BEGIN Data for this task

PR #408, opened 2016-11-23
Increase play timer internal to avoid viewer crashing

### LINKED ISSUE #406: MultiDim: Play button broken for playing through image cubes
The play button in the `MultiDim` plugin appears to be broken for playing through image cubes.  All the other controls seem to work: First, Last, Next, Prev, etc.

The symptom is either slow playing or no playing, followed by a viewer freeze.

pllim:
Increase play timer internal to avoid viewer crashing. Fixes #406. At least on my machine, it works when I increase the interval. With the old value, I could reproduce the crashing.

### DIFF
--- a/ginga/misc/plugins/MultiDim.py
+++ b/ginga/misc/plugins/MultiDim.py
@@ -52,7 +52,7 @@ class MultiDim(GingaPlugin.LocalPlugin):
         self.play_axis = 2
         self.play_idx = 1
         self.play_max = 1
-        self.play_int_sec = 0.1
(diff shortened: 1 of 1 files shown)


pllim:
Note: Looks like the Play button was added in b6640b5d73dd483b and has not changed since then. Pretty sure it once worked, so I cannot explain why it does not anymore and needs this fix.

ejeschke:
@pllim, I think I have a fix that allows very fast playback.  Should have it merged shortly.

END Data for this task
BEGIN Data for this task

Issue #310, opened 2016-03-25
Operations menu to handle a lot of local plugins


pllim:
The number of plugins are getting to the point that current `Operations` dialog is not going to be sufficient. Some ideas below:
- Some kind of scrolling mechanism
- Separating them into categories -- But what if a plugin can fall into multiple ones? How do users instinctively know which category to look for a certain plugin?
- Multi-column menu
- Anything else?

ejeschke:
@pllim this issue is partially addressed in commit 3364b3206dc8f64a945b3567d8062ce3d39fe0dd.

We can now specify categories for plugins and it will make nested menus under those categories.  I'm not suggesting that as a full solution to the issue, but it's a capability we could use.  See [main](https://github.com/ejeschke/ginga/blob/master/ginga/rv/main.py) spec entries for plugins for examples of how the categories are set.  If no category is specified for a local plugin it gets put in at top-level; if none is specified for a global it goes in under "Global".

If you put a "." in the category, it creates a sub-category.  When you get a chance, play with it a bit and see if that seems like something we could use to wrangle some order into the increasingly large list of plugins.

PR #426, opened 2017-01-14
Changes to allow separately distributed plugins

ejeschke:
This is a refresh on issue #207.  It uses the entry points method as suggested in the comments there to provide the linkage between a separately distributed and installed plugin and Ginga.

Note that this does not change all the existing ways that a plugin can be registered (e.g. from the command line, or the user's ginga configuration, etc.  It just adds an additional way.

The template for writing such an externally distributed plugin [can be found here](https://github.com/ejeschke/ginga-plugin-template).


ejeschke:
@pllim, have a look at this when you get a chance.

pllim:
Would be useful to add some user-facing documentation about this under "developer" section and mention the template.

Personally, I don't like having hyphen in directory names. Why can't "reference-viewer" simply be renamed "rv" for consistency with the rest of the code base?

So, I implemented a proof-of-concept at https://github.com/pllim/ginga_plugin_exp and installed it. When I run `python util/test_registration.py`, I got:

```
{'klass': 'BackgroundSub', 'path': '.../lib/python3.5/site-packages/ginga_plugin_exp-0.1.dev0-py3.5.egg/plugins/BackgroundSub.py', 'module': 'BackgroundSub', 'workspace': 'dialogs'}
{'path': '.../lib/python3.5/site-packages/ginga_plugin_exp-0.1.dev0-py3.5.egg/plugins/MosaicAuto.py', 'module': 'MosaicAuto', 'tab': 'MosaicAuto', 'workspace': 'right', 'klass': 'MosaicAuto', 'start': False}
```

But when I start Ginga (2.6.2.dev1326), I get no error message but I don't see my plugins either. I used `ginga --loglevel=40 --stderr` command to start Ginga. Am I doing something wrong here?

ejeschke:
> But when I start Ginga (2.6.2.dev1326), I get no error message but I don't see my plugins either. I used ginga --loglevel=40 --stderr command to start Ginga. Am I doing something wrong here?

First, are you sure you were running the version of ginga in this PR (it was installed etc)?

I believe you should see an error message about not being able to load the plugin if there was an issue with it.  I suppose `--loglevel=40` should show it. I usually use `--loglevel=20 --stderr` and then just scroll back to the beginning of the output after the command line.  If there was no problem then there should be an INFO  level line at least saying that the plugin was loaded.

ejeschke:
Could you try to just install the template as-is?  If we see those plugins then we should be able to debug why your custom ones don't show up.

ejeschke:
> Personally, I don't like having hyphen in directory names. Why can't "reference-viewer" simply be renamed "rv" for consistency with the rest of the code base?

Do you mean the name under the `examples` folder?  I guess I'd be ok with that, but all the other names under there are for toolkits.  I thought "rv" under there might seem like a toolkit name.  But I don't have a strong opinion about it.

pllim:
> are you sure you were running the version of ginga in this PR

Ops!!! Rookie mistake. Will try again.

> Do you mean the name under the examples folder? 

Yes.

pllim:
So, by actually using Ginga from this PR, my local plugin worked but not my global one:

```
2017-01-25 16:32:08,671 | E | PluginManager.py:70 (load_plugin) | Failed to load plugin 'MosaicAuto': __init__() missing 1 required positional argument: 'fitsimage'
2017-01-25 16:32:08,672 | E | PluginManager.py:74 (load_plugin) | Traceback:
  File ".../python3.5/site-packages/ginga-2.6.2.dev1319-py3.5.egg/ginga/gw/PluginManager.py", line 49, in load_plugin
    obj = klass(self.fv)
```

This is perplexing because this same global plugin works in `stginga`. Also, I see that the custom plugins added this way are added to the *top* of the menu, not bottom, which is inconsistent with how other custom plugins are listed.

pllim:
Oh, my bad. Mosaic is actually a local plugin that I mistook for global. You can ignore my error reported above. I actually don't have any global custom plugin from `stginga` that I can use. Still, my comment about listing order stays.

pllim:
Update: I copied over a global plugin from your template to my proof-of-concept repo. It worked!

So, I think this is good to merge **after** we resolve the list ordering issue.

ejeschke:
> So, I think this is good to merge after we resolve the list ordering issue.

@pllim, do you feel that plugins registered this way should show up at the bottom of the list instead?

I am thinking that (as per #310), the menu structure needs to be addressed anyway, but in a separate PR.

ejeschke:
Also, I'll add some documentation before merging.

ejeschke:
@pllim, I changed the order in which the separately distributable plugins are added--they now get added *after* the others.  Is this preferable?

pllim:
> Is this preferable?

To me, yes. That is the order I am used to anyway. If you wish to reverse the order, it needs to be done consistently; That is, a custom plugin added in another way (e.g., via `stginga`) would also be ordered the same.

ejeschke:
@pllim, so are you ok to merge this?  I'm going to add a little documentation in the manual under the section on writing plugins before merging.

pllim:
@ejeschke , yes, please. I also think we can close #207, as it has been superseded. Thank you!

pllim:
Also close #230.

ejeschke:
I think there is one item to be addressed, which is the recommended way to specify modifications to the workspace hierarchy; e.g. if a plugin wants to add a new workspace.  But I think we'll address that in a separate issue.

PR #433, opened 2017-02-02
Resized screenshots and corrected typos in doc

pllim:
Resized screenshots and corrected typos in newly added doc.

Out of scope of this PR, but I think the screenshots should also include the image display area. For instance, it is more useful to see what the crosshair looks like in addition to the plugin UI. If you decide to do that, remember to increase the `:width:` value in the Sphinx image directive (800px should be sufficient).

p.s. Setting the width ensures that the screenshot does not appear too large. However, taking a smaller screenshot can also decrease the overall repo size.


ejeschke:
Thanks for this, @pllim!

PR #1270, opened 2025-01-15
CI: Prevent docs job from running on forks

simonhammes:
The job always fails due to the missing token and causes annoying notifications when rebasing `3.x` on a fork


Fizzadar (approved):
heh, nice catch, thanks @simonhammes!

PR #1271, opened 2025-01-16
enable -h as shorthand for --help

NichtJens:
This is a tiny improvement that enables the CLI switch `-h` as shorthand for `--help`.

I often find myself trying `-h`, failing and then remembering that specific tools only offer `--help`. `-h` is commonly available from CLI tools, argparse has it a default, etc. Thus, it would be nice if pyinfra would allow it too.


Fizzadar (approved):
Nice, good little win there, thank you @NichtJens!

END Data for this task
BEGIN Data for this task

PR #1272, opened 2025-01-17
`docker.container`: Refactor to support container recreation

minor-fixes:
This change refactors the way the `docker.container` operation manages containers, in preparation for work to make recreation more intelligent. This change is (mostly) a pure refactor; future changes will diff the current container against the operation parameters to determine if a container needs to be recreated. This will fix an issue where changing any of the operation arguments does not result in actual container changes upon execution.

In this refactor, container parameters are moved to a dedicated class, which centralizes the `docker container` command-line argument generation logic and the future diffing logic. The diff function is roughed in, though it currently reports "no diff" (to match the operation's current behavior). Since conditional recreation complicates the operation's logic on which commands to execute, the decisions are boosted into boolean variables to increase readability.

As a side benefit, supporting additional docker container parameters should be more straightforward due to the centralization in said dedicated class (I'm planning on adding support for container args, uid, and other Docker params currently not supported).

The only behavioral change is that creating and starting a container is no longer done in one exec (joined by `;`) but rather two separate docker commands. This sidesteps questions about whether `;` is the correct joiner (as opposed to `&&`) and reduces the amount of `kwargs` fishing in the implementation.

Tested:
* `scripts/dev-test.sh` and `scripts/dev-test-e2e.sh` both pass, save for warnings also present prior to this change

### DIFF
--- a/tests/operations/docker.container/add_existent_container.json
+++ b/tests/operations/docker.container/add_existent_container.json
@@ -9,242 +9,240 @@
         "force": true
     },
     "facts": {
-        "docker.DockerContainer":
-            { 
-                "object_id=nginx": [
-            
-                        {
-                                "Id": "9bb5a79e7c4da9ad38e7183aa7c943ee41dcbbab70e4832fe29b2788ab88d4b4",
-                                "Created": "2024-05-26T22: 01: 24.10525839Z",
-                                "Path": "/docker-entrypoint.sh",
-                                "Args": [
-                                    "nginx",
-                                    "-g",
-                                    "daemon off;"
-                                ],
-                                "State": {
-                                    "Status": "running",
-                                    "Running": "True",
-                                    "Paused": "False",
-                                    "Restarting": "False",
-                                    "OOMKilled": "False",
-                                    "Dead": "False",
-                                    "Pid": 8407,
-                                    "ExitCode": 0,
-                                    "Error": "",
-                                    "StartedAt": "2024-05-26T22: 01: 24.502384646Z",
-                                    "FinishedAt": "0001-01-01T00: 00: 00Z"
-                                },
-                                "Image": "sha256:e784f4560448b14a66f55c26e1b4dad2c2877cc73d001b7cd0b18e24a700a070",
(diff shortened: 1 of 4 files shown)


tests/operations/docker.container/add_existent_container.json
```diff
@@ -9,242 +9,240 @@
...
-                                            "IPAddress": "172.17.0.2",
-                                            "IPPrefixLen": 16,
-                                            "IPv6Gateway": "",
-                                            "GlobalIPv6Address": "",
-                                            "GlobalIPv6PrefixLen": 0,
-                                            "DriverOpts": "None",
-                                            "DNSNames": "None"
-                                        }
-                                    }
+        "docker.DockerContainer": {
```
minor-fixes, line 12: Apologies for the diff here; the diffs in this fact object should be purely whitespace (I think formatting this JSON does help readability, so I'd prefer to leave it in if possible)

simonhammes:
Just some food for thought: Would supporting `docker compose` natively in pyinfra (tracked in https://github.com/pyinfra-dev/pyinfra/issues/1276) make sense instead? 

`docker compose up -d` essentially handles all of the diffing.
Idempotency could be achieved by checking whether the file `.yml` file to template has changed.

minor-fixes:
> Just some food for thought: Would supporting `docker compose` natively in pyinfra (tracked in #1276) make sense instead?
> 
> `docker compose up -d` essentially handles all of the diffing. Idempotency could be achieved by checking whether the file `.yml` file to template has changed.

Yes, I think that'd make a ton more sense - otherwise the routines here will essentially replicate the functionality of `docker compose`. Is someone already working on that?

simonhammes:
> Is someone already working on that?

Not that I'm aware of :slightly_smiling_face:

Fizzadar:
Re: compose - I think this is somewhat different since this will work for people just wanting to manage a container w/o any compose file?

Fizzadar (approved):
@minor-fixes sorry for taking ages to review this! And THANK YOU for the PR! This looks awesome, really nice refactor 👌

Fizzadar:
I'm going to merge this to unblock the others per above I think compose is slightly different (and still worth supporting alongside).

END Data for this task

# Required action
Show the lines above with "First".

# Response to the exercise
The play button in the `MultiDim` plugin appears to be broken for playing through image cubes.  All the other controls seem to work: First, Last, Next, Prev, etc.
First, are you sure you were running the version of ginga in this PR (it was installed etc)?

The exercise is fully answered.